Sul suo sito web l’Autorità per le Garanzie nelle Comunicazioni ha pubblicato l’Osservatorio sulle testate online, un’interessante analisi sullo stato dell’editoria digitale. L’Agcom ha, perciò svolto un’accurata analisi strutturale del settore, tenendo conto delle strategie degli editori e delle performance economiche.
Il settore, rileva l’Agcom, è per natura difficile da delimitare, poiché non vi sono barriere normative o economiche che impediscano l’ingresso al mercato a nuovi soggetti. L’alto numero di attori rende anche difficile un censimento degli stessi. In base ai calcoli dell’Autorità gli editori presenti online sono un migliaio: quattro quinti di essi operano solo in rete. Il 68% dei soggetti attivi nel settore fattura meno di 100.000 euro annui. Il dato medio del fatturato ammonta a 20.000 euro e testimonia il carattere non commerciale di molte testate online, spesso mosse da poche risorse e molta passione. Le considerazioni economiche si legano a quelle sulle dimensioni delle testate. Quelle commerciali sono composte in media da 9 persone e 18 consulenti esterni. Quelle amatoriali sono spesso costituite da due persone: il giornalista-fondatore e l’addetto alle vendite e alla pubblicità. Non esistono perciò figure intermedie che si occupino della redazione dei contenuti.
In merito alle strategie degli editori, il Garante ritiene che essi cerchino di ritagliarsi un potere nel mercato attraverso la differenziazione, sia orizzontale che verticale. La differenziazione orizzontale riguarda il posizionamento del prodotto presso il pubblico. Dal punto di vista dell’editore la specializzazione della propria testata offre la possibilità di fruire di un vantaggio competitivo in un sistema altamente concorrenziale. Il 46% delle testate online è specialistico: tra queste il tema più trattato è lo sport (41%). Le testate generalistiche si caratterizzano ,invece, con l’appartenenza geografica. Oltre la metà di esse ha un profilo locale. La provincia è la dimensione territoriale ottima minima della testata online.
La differenziazione verticale riguarda la qualità dei contenuti proposti. La carenza di adeguate risorse impedisce agli editori di investire nella professionalità dei giornalisti. Vi è penuria anche di professionalità tecniche, concentrate tutte nelle realtà editoriali di più grosse dimensioni. I social media sono lo strumento privilegiato per le interazioni con i lettori (Facebook è il più utilizzato)
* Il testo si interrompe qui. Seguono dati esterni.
PR #7311, opened 2019-08-27
Implement Style/UnlessWithOperator cop

ChrisBr:
Using `unless` with a conditional including an operator makes it generally harder to read because the operator also gets negated. This cop looks for *unless* with conditionals including operators.

```ruby
 # bad
 return false unless foo && bar

 # good
 return false unless foo
 return false unless bar
```


lib/rubocop/cop/style/unless_with_operator.rb
```diff
@@ -0,0 +1,28 @@
...
+      #
+      # @example
+      #   # bad
+      #   return false unless foo && bar
+      #
+      #   # good
+      #   return false unless foo
+      #   return false unless bar
+      class UnlessWithOperator < Cop
+        MSG = 'Do not use `unless` with operator. Split this in several lines.'
```
lewispb:
```suggestion
        MSG = 'Do not use `unless` with operator. Split this over several lines.'
```

lib/rubocop/cop/style/unless_with_operator.rb
```diff
@@ -0,0 +1,28 @@
...
+
+        def on_if(node)
+          return unless node.unless?
+          return unless node.condition.respond_to?(:operator)
```
lewispb: Practice what you preach 😄

spec/rubocop/cop/style/unless_with_operator_spec.rb
```diff
@@ -0,0 +1,20 @@
...
+
+RSpec.describe RuboCop::Cop::Style::UnlessWithOperator do
+  subject(:cop) { described_class.new(config) }
+
+  let(:config) { RuboCop::Config.new }
+
+  it 'registers an offense when using operator in unless conditional' do
+    expect_offense(<<~RUBY)
+      return false unless false || true
+      ^^^^^^^^^^^^^^^^^^^^^^^^^^^^^^^^^ Do not use `unless` with operator. Split this in several lines.
```
lewispb:
```suggestion
      ^^^^^^^^^^^^^^^^^^^^^^^^^^^^^^^^^ Do not use `unless` with operator. Split this over several lines.
```

lib/rubocop/cop/style/unless_with_operator.rb
davidstosik: How about moving the condition to an intent explicit method?
```rb
def on_if(node)
  add_offense(node) if unless_with_operator?(node)
end

private

def unless_with_operator?(node)
  node.unless? && node.condition.respond_to?(:operator)
end
```

Drenmi:
This cop seems a bit intense. I find it hard to come up with examples where the conditional becomes unclear.

For example:

```ruby
go_to_work unless weekend? || public_holiday?
```

or

```ruby
go_for_activity unless activity.outdoors? && weather.raining?
```

sound perfectly natural. 🤔 

The tricky ones I come across usually involve using `unless` together with negation (prefix `!`).

Perhaps you can provide some examples where splitting the conditional up would be helpful?

bbatsov:
Yep, I agree. This is quite subjective and nuanced and for the cop to be accepted we first need to agree on whether it solves a real problem.

ChrisBr:
Personally I still think `unless` with several boolean operators are hard to swallow and usually try to rewrite it to an `if` or extract to a function.

Anyway, I think it really becomes problematic when mixing up with negation. In this example with `present?` or just checking for `nil`.

```ruby
## Bad
unless client_id.present? && client_secret.present?
  raise "Missing credentials for OauthApplication #{name}."
end

unless client_id && client_secret
  raise "Missing credentials for OauthApplication #{name}."
end

## Good - flip to if
if client_id.blank? || client_secret.blank?
  raise "Missing credentials for OauthApplication #{name}."
 end

## Good - extract method
if missing_credentials?
  raise "Missing credentials for OauthApplication #{name}."
 end

def missing_credentials?
  client_id.blank? || client_secret.blank?
end
 ```

Anyway, if you think this is to subjective and nuanced, please close the PR. Otherwise, happy to improve and implement feedback. And sorry for the delay.

bbatsov:
No one joined the conversation here, so I guess it's best to just close this PR. Thanks for working on it!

La pubblicità è il principale mezzo di finanziamento delle testate online. Modelli di pagamento per i contenuti informativi non riescono ad attecchire. Solo il 13% degli editori sul web offre contenuti esclusivamente premium: trattasi di testate iperspecializzate, rivolte ad un pubblico professionale. La maggior parte delle pubblicità (70%) viene venduta direttamente. La natura locale di molte realtà editoriali favorisce il rapporto tra testate e inserzionisti. Google è, invece, il principale intermediario, dal momento che veicola circa il 15% della pubblicità online.
Alla luce delle informazioni sopra elencate, l’Autorità ha provato a inquadrare l’editoria digitale in un modello interpretativo. Esiste una bipartizione dei modelli di business: la maggior parte delle testate si finanzia con la pubblicità; altre offrono i loro contenuti specializzati a una clientela professionale. Non esiste alcuna offerta capace di stimolare i consumatori a pagare contenuti informativi di tipo generalista. Le testate generaliste, pertanto, utilizzano criteri ideologici e geografici per arrivare alla differenziazione del prodotto informativo.